Getting Going – The False Prophets of Online Success

It didn’t take long for the two of us to start gathering steam, as both our sites were blessed by a lot of early attention and immediate momentum.

This hint at early success fueled us to push harder, publish more and experiment with new ideas such as our earliest endeavor, the .99 cent “Wee-Book.” The concept of the wee-book was simple, and held in it a magic we both embrace to this day; our words and art blended together and spread as far and wide as possible. Wee-books were our first stab at collaboration and harbored something we instinctively understood, but had yet to correctly interpret.

Neither of us had any idea how difficult it would be to sell solely from the strength of a blog post. Fortunately, our early experience with wee-books helped us to curb this misconception quickly. Though we would still, of course, stumble a few more times, it was ultimately our faith in the strength of our collective voice that led us to keep fine tuning the vehicle. At the time, though, we were driving with blinders on, convinced that the wee-books would eventually do well.

We had started to follow the false prophets of online success.

Comments and accolades are great. They can buoy your self esteem like little else. The danger, however, lies in believing they are something they are not. Listening to the rally of a few dedicated fans will prompt you to ignore the jagged reality of hard, unyielding numbers.

Online success is all about reach, something that is nearly impossible to achieve when you are just starting out, no matter how loud you are screaming. 1,000 subscribers may seem like a lot, but it’s nothing really – at least if it’s how you are expecting to make a living. We released our wee-books with half that number – and without marketing or a sound strategy in place.

We foolishly believed producing the product and publishing a post announcing its arrival would be enough. The romantic whispers from Field of Dreams, If you build it, they will come, echoed in our ears. It seems funny now a year later, not so much back then.

We converted 2% of our audience, which we now nderstand is relatively high. For our hours of work we yielded a grand total of $10. Split between us. For many hours of work.


This, however, was a 24 karat lesson which enabled us to understand that comments are not legal tender, nor are they a promise of things to come. Same holds true for subscribers. Most importantly, we realized a product without a plan to push it forward is just a car without an engine; a nice place to sit and watch the world fly by at 55 mph.

It was a good lesson to learn early. Little did we know there was a dragon that needed slaying.

Stay tuned. Monday we’ll be publishing the next part in our series looking back at our first year online.

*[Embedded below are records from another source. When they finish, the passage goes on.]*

PR #513, opened 2024-09-11
feat(deps): TRAC-18-Upgrade-axios-version-in-node-tracer

eugene-lumigo:
- **feat(): upgrade axios version 1.7.7**

## Changes proposed
Had to modify `convertHeadersToKeyValuePairs` to convert `Record<string, string | ReadonlyArray<string>>` to `Record<string, string>`

```js
const headers: Record<string, string | ReadonlyArray<string>> = {
  "Set-Cookie": ["cookie1=value1", "cookie2=value2"]
};
```

## Note to reviewers
Reference to axios pull_request that cause breaking change to our code
https://github.com/axios/axios/pull/4322


src/hooks/fetch.ts
```diff
@@ -335,31 +335,43 @@ export class FetchInstrumentation {
...
    * Fetch library uses multiple format to represent headers, this function will convert them all to a key-value pair object.
-   * @param {[string, string][] | Record<string, string> | Headers} headers Headers object as used by the fetch library
+   * @param {string[][] | Record<string, string | ReadonlyArray<string>> | Headers} headers Headers object as used by the fetch library
    * @returns {Record<string, string>} The headers as a key-value pair object
    * @private
    */
   private static convertHeadersToKeyValuePairs(
     // @ts-ignore
-    headers: [string, string][] | Record<string, string> | Headers
+    headers: string[][] | Record<string, string | ReadonlyArray<string>> | Headers
```
harelmo-lumigo, line 344: Is the change from `[string, string][]` to `string[][]` also required from the Axios breaking change?
I think that  `[string, string][]` (an array of string pairs) is more precise than `string[][]` (an array of array of strings, that can technically also be `[['a'],['a'],['a']]` and not limited to pairs, so we better keep it if that's for us to decide

harelmo-lumigo (approved):
See my note about the type change - other than that, looks good 👍

src/hooks/fetch.ts
```diff
@@ -335,31 +335,43 @@ export class FetchInstrumentation {
...
-      const headersObject: Record<string, string> = {};
+    // Handle string[][] (array of key-value pairs)
+    else if (Array.isArray(headers)) {
       headers.forEach(([key, value]) => {
         headersObject[key] = value;
       });
-      return headersObject;
+    }
+    // Handle Record<string, string | ReadonlyArray<string>>
+    else if (typeof headers === 'object') {
```
sagivoululumigo, line 362: Find a better check to see if the `headers` object has entries (is it some sort of iteratable object for example)

sagivoululumigo (changes requested):
See comment

src/hooks/fetch.ts
eugene-lumigo: @harelmo-lumigo 
This is a driven by udici-type changed
from
`export type HeadersInit = [string, string][] | Record<string, string> | Headers`
to
`export type HeadersInit = string[][] | Record<string, string | ReadonlyArray<string>> | Headers`

src/hooks/fetch.ts
eugene-lumigo: @sagivoululumigo Done

src/hooks/fetch.ts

4 responses to Getting Going – The False Prophets of Online Success

  1. Corey - Simple Marriage

    It’s so easy to fall victim to believing that a high subscriber count or a lot of comments on your site will translate to cash. I have fallen into this same thing – in fact it was last year. Now I’m pulling back a bit and refocusing my efforts.

    Thanks for sharing your journey.

  2. Sean

    Hi Corey,

    It’s so true. High subscriber and comment counts mean nothing. In retrospect, I can’t believe I placed such high value on them to begin with. At least now I know and can place my focus in a more intelligent direction. High subscriber counts and active audience engagement are at the very best, only a good beginning, but they are far from the end game.

  3. Hayden Tompkins

    Very rarely do people buy from the blog they visit. That’s why launches often involve guest posts at almost all the “big” blogs to create enough momentum where the average person will eventually check it after seeing it for the 6th time.


    You have to have readers who are less friend and more fan, who want whatever you are a part of.

    I suspect that in Corey’s case that many of the people who are subscribed are people who want to reinforce that marriage is awesome in a media storm where it seems to matter less and less. It’s subtle validation for their own choices. I know it sounds weird, but I don’t know that they are actually looking for help.

    In your case, WriterDad is a group of your friends. And friends, while emotionally supportive, don’t necessarily whip out the check book. In my particular instance, I don’t have kids so the Wee Books or potty training books aren’t helpful for me right now.

    If you could get traction with big name mommy bloggers whose readers, by and large, are mothers – I think you’d get to your target market a little more specifically.

  4. Sean

    Hi Hayden,

    All excellent points. I resigned myself a while back to approach Writer Dad as a more intimate site where I share stories rather than trying to make into something more business minded, and so far that is working for me, at least for my mindset. I also see it as something that should be ever evolving though, so I would like to see it go through a few more transitions over time.

    You’re totally right about the mommy bloggers, I’m just not sure I could devote the time needed to make that happen. At least not while trying to nurture a budding business and stoke the fires of our personal projects. I do believe that some eventual success with our children’s books will help nurture Writer Dad into something more evolved, it will just take time.